PR #6062, opened 2021-12-21
chore(judicial-system): Improved error responses

gudjong:
# Improved error responses

https://app.asana.com/0/1199153462262248/1201515654267416/f

## What

- Redesigns error responses in the judicial system.
- Modifies log levels.
- Uses shared exception filters in backend, api and xrd-api.
- TODO later: replace HttpExceptions with custom ProblemErrors.

## Why

Clearer logs and easier incident analysis.

## Checklist:


libs/nest/problem/src/lib/problem.module.ts
```diff
@@ -25,6 +26,22 @@ import { ApolloErrorFilter } from './apolloError.filter'
...
+    return {
+      module: ProblemModule,
+      providers: [
+        {
+          provide: PROBLEM_OPTIONS,
+          useValue: options,
+        },
+      ],
+    }
+  }
```
eirikurn, line 46: 😘

libs/nest/problem/src/lib/base-problem.filter.ts
```diff
@@ -37,6 +47,12 @@ export abstract class BaseProblemFilter implements ExceptionFilter {
     const response = ctx.getResponse<Response>()
     const problem = this.getProblem(error)
 
+    if (problem.status && problem.status < 500) {
+      this.options.logAllErrors && this.logger.info(error)
+    } else {
+      this.logger.error(error)
+    }
```
eirikurn, line 54:
```suggestion
    if (problem.status && problem.status >= 500) {
      this.logger.error(error)
    } else if (this.options.logAllErrors) {
       this.logger.info(error)
    }
```

Not a fan of `condition && doStuff` for clarity's sake. Also think it makes sense to reverse the condition to not log all problems with `!problem.status` as errors.

Same above.

libs/nest/problem/src/lib/problem.module.ts
eirikurn: Oh, and can you please add a test for this logic? 🙏

eirikurn (commented):
Really nice and clean! Thank you. Just a couple of minor comments.

libs/nest/problem/src/lib/base-problem.filter.ts
gudjong: Good points - will change.

apps/judicial-system/backend/src/app/modules/case/test/requestRulingSignature.spec.ts
```diff
@@ -69,12 +58,9 @@ describe('CaseController - Request ruling signature', () => {
       then = await givenWhenThen(caseId, user, theCase)
     })
 
-    it('should initiate signing', () => {
-      expect(then.result.statusCode).toBe(201)
-    })
-
     it('should return a control code and a document token', () => {
-      expect(then.result.message).toEqual({
+      console.log(then)
```
oddsson, line 62:
```suggestion
```

oddsson (changes requested):

oddsson (approved):

libs/nest/problem/src/lib/base-problem.filter.spec.ts
```diff
@@ -0,0 +1,118 @@
...
+      // Act
+      await request()
+
+      // Assert
+      expect(infoLog).not.toHaveBeenCalled()
+      expect(errorLog).not.toHaveBeenCalled()
+    })
+  })
+
+  describe('default loggging', () => {
```
eirikurn, line 61:
```suggestion
  describe('with logAllErrors', () => {
```

eirikurn (commented):
Looks awesome! Just one minor comment.

pshomov (approved):
LGTM

libs/nest/problem/src/lib/base-problem.filter.spec.ts
gudjong: Thank you for spotting this

eirikurn (approved):

PR #6065, opened 2021-12-21
feat(user-notification): ingress for x-road

arnorhs:
## Checklist:

### DIFF
--- a/apps/services/user-notification/infra/user-notification.ts
+++ b/apps/services/user-notification/infra/user-notification.ts
@@ -16,6 +16,17 @@ export const userNotificationServiceSetup = (): ServiceBuilder<'user-notificatio
     })
     .liveness('/liveness')
     .readiness('/liveness')
+    .ingress({
+      primary: {
+        host: {
+          dev: 'user-notification-xrd',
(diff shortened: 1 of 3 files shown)


apps/services/user-notification/infra/user-notification.ts
```diff
@@ -16,6 +16,17 @@ export const userNotificationServiceSetup = (): ServiceBuilder<'user-notificatio
     })
     .liveness('/liveness')
     .readiness('/liveness')
+    .ingress({
+      primary: {
+        host: {
+          dev: 'user-notification-xrd',
```
dabbeg, line 22: I am wondering about the naming convention. I assume xrd means X-Road.

Will this service be exposed through xroad?

arnorhs: xrd stands for x-road, not sure where the naming comes from but we have another internal ingress targetted for x-road with a similar name

dabbeg: For reference this was resolved on slack.

dabbeg (approved):

PR #6076, opened 2021-12-22
feat(web): Project Page / Link Groups in navigation

siggifv:
# Project Page / Link Groups in navigation

## What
________________________
TASK OBJECTIVE: Please say only the number of lines in the data that hold "system".

FINAL ANSWER: 3